-- Data to process --
PR #1980, opened 2017-01-04
fix loop bug in key selection

Valodim:
I originally wanted to redo this entire activity, but that turned out to be more complex than I had thought. This fixes the current dialog instead - I hope :)

### DIFF
--- a/OpenKeychain/src/main/java/org/sufficientlysecure/keychain/remote/OpenPgpService.java
+++ b/OpenKeychain/src/main/java/org/sufficientlysecure/keychain/remote/OpenPgpService.java
@@ -131,14 +131,12 @@ public class OpenPgpService extends Service {
     }
 
     private KeyIdResult returnKeyIdsFromEmails(Intent data, String[] encryptionUserIds, boolean isOpportunistic) {
-        boolean noUserIdsCheck = (encryptionUserIds == null || encryptionUserIds.length == 0);
-        boolean missingUserIdsCheck = false;
-        boolean duplicateUserIdsCheck = false;
+        boolean hasUserIds = (encryptionUserIds != null && encryptionUserIds.length > 0);
 
         HashSet<Long> keyIds = new HashSet<>();
         ArrayList<String> missingEmails = new ArrayList<>();
         ArrayList<String> duplicateEmails = new ArrayList<>();
-        if (!noUserIdsCheck) {
+        if (hasUserIds) {
             for (String rawUserId : encryptionUserIds) {
                 OpenPgpUtils.UserId userId = KeyRing.splitUserId(rawUserId);
                 String email = userId.email != null ? userId.email : rawUserId;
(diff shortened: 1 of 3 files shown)


OpenKeychain/src/main/java/org/sufficientlysecure/keychain/remote/OpenPgpService.java
```diff
@@ -151,19 +149,17 @@ private KeyIdResult returnKeyIdsFromEmails(Intent data, String[] encryptionUserI
...
                     // another entry for this email -> two keys with the same email inside user id
                     if (cursor != null && cursor.moveToNext()) {
-                        duplicateUserIdsCheck = true;
                         duplicateEmails.add(email);
 
                         // also pre-select
-                        long id = cursor.getLong(cursor.getColumnIndex(KeyRings.MASTER_KEY_ID));
-                        keyIds.add(id);
-                        Log.d(Constants.TAG, "more than one user id with the same email");
+                         long id = cursor.getLong(cursor.getColumnIndex(KeyRings.MASTER_KEY_ID));
```
dschuermann: weird whitespaces

OpenKeychain/src/main/java/org/sufficientlysecure/keychain/remote/OpenPgpService.java
```diff
@@ -151,19 +149,17 @@ private KeyIdResult returnKeyIdsFromEmails(Intent data, String[] encryptionUserI
                         long id = cursor.getLong(cursor.getColumnIndex(KeyRings.MASTER_KEY_ID));
                         keyIds.add(id);
                     } else {
-                        missingUserIdsCheck = true;
                         missingEmails.add(email);
                         Log.d(Constants.TAG, "user id missing");
                     }
                     // another entry for this email -> two keys with the same email inside user id
                     if (cursor != null && cursor.moveToNext()) {
```
dschuermann: btw: shouldn't this be a loop? If we have 3 keys with the same email address, all 3 should be pre-selected.

OpenKeychain/src/main/java/org/sufficientlysecure/keychain/remote/ui/RemoteSelectPubKeyActivity.java
```diff
@@ -103,7 +103,7 @@ protected void onCreate(Bundle savedInstanceState) {
                     public void onClick(View v) {
                         // add key ids to params Bundle for new request
                         Intent resultData = extras.getParcelable(EXTRA_DATA);
-                        resultData.putExtra(OpenPgpApi.EXTRA_KEY_IDS,
+                        resultData.putExtra(OpenPgpApi.EXTRA_KEY_IDS_SELECTED,
```
dschuermann: why do we need an additional extra? What about merging the additional key ids with the existing given ``EXTRA_KEY_IDS`` before returning ``EXTRA_KEY_IDS``?

Valodim: This is the principal change here: By using a different extra, we know that the disambiguation happened (and what its result was), and can use its result instead of calling `getKeyIdsFromEmails`. An alternative would be to just return a boolean and adding the keys to `EXTRA_KEY_IDS`, but that just muddles input we received from the client app and our own state together.

dschuermann: Please correct me, but I thought that ``EXTRA_USER_IDS`` is removed for the second execution. Then only ``EXTRA_KEY_IDS`` is available and thus non-ambiguous.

-- What is expected --
Lines from the beginning of the data above through the line containing "for (String rawUserId" are to be returned exactly, and no others.

-- Finished exercise --
PR #1980, opened 2017-01-04
fix loop bug in key selection

Valodim:
I originally wanted to redo this entire activity, but that turned out to be more complex than I had thought. This fixes the current dialog instead - I hope :)

### DIFF
--- a/OpenKeychain/src/main/java/org/sufficientlysecure/keychain/remote/OpenPgpService.java
+++ b/OpenKeychain/src/main/java/org/sufficientlysecure/keychain/remote/OpenPgpService.java
@@ -131,14 +131,12 @@ public class OpenPgpService extends Service {
     }
 
     private KeyIdResult returnKeyIdsFromEmails(Intent data, String[] encryptionUserIds, boolean isOpportunistic) {
-        boolean noUserIdsCheck = (encryptionUserIds == null || encryptionUserIds.length == 0);
-        boolean missingUserIdsCheck = false;
-        boolean duplicateUserIdsCheck = false;
+        boolean hasUserIds = (encryptionUserIds != null && encryptionUserIds.length > 0);
 
         HashSet<Long> keyIds = new HashSet<>();
         ArrayList<String> missingEmails = new ArrayList<>();
         ArrayList<String> duplicateEmails = new ArrayList<>();
-        if (!noUserIdsCheck) {
+        if (hasUserIds) {
             for (String rawUserId : encryptionUserIds) {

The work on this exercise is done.